### Task brief
Print every line exactly as it appears in the material below.
===============
PR #215, opened 2026-05-20
Decode BOLT12 invoices in the DecodeInvoice API

vincenzopalazzo:
## Summary

- `DecodeInvoice` now also decodes a hex-encoded BOLT12 invoice, not just a BOLT11 invoice string.
- `DecodeInvoiceResponse` gains a `kind` field (`"bolt11"` or `"bolt12"`) identifying which invoice type was decoded.
- A BOLT12 invoice has no human-readable string form (it is exchanged as raw bytes over onion messages), so the input is expected to be hex-encoded and is parsed via LDK's `Bolt12Invoice::try_from`. Per the intentionally minimal scope, only `kind` is populated for a BOLT12 invoice; the remaining fields continue to apply to BOLT11 invoices.
- CLI / MCP / client docs updated to reflect the broadened input.

## Test plan

- [x] `cargo test` — new unit tests in `decode_invoice.rs` cover the BOLT12 invoice round-trip and rejection of unparseable / non-invoice input
- [x] e2e `test_cli_decode_invoice` and `test_mcp_live_tool_calls` assert `kind == "bolt11"`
===============
### Answer for the task
PR #215, opened 2026-05-20
Decode BOLT12 invoices in the DecodeInvoice API

vincenzopalazzo:
## Summary

- `DecodeInvoice` now also decodes a hex-encoded BOLT12 invoice, not just a BOLT11 invoice string.
- `DecodeInvoiceResponse` gains a `kind` field (`"bolt11"` or `"bolt12"`) identifying which invoice type was decoded.
- A BOLT12 invoice has no human-readable string form (it is exchanged as raw bytes over onion messages), so the input is expected to be hex-encoded and is parsed via LDK's `Bolt12Invoice::try_from`. Per the intentionally minimal scope, only `kind` is populated for a BOLT12 invoice; the remaining fields continue to apply to BOLT11 invoices.
- CLI / MCP / client docs updated to reflect the broadened input.

## Test plan

- [x] `cargo test` — new unit tests in `decode_invoice.rs` cover the BOLT12 invoice round-trip and rejection of unparseable / non-invoice input
- [x] e2e `test_cli_decode_invoice` and `test_mcp_live_tool_calls` assert `kind == "bolt11"`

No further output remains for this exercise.